Work to be completed
For each line in the records that contains "first", make a copy.

Record extracts

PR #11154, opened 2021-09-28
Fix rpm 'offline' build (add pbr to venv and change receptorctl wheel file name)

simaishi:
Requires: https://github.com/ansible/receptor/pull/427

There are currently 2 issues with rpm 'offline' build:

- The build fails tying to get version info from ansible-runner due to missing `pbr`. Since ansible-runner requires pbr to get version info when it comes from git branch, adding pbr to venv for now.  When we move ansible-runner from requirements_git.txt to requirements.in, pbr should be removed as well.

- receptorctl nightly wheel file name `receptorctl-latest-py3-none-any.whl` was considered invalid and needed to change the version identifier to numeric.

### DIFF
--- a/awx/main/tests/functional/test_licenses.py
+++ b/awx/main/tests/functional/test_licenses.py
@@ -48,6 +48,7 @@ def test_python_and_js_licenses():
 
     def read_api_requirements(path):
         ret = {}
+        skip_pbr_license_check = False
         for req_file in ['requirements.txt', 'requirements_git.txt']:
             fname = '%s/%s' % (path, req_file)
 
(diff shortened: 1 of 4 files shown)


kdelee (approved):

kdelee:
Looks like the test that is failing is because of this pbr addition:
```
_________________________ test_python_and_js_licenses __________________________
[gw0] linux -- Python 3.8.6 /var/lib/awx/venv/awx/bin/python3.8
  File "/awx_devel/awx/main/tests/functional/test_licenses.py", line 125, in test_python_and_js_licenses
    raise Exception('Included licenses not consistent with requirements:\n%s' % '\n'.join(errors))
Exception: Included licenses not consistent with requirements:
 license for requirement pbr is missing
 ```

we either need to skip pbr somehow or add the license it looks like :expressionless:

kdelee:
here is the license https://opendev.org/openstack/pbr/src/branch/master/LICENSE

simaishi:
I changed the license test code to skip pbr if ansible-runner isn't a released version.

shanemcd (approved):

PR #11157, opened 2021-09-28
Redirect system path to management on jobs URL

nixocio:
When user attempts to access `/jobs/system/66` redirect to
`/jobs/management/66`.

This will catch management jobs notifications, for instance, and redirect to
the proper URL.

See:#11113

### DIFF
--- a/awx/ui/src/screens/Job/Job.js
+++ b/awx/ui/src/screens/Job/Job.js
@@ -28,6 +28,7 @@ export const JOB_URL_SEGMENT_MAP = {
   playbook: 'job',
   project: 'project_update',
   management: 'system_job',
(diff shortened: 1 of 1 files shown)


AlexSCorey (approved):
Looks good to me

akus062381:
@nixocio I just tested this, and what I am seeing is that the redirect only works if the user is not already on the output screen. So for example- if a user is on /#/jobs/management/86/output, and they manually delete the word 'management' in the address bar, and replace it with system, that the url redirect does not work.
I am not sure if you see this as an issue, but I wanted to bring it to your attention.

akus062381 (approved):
---
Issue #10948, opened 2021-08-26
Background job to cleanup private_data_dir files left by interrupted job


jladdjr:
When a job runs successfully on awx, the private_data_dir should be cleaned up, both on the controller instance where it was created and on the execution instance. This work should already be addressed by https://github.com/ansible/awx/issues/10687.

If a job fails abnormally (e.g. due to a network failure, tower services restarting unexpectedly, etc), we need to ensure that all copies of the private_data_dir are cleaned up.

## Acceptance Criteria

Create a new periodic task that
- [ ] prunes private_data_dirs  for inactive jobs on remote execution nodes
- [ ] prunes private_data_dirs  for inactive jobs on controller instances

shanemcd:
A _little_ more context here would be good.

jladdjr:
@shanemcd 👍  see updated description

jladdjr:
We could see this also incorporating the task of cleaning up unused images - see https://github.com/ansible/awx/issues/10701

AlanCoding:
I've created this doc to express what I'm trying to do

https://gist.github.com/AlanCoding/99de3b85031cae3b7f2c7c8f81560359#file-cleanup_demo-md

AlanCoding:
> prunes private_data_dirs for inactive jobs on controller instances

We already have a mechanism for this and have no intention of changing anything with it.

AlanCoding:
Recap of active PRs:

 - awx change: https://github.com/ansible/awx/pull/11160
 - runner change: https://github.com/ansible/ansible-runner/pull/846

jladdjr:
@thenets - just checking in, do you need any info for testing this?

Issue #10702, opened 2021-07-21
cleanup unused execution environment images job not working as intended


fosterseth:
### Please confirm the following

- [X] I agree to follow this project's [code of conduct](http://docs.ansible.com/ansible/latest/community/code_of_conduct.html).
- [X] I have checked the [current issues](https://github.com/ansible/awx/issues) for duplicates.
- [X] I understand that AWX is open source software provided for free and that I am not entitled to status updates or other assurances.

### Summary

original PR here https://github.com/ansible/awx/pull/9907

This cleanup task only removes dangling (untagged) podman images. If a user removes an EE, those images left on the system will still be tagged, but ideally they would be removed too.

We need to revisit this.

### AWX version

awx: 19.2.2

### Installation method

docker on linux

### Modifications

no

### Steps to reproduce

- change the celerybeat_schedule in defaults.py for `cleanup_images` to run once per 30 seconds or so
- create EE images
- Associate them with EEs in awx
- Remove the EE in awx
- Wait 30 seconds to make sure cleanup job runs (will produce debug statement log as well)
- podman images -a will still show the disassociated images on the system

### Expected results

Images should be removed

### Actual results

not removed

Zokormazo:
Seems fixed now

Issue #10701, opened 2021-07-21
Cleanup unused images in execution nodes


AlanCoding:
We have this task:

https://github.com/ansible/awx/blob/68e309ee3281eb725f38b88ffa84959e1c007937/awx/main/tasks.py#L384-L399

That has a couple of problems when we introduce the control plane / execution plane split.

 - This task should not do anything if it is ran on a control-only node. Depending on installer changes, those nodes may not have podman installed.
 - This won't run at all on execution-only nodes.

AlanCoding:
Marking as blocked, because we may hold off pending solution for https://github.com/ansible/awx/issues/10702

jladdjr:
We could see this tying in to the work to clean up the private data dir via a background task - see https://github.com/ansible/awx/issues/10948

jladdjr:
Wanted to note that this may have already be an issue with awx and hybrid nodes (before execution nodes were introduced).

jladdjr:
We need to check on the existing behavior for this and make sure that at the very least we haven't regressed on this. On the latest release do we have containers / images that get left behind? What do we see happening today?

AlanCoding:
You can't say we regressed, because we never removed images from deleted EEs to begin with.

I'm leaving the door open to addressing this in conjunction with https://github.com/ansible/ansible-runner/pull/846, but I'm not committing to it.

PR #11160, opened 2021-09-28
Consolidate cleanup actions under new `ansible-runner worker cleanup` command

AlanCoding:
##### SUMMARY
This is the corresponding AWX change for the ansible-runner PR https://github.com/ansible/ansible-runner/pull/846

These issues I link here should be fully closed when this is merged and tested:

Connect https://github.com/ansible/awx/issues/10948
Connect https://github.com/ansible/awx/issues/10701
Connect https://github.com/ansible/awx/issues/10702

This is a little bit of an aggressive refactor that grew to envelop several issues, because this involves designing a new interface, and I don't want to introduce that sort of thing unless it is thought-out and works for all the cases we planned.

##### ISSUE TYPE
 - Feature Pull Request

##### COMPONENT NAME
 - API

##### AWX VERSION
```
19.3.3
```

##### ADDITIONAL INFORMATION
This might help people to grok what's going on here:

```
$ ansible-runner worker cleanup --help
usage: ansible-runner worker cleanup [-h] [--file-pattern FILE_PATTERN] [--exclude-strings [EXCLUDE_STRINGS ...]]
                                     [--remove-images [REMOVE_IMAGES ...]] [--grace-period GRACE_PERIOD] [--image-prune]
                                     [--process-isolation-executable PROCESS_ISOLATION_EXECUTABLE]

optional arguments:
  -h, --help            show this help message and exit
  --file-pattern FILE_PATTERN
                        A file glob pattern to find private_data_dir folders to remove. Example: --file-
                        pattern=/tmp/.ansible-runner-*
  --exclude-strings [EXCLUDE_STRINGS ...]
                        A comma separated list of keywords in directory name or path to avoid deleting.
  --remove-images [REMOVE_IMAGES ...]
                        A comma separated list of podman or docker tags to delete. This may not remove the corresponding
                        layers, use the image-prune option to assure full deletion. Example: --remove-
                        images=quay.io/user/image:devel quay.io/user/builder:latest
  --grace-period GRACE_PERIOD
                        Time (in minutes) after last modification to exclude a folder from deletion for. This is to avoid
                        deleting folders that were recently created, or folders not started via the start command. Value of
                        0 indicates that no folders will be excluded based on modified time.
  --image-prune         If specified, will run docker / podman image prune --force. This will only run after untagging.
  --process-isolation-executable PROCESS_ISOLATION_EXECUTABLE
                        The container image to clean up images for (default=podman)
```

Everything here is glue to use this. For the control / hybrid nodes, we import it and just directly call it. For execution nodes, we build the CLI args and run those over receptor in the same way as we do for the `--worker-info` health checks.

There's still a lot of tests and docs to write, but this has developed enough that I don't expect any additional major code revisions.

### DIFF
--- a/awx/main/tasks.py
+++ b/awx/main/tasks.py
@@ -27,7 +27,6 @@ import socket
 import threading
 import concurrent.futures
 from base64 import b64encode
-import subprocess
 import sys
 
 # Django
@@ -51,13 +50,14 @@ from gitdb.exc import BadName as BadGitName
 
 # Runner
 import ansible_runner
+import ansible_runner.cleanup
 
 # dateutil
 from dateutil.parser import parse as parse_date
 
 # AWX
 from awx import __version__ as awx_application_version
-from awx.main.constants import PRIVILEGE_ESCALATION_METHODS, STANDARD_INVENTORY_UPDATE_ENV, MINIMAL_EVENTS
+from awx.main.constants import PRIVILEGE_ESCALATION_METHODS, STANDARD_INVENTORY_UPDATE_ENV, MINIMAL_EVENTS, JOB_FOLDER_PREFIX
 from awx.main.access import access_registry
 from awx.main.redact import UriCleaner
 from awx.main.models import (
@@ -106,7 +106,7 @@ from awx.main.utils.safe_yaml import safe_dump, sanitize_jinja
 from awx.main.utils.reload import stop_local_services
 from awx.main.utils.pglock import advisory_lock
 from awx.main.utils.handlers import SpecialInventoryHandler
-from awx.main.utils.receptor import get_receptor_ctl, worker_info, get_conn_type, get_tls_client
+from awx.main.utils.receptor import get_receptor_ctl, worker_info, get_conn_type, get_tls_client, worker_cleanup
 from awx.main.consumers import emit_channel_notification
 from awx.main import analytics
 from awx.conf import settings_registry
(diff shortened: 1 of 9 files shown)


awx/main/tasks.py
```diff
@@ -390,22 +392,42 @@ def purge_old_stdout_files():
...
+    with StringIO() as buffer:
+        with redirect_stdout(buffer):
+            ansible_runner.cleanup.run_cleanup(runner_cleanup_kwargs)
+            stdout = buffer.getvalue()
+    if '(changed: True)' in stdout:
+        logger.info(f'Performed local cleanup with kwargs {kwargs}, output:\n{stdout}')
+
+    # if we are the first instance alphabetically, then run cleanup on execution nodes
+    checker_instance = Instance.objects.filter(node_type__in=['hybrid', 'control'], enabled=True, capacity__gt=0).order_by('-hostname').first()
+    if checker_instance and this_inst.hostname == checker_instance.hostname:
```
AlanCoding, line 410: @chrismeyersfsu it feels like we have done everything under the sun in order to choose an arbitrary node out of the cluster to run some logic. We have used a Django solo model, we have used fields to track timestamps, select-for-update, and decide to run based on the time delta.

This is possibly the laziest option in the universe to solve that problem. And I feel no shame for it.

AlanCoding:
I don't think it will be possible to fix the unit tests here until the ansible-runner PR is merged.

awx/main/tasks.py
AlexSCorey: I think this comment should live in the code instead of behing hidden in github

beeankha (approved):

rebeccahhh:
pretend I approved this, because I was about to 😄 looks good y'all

Answer area
+    # if we are the first instance alphabetically, then run cleanup on execution nodes
+    checker_instance = Instance.objects.filter(node_type__in=['hybrid', 'control'], enabled=True, capacity__gt=0).order_by('-hostname').first()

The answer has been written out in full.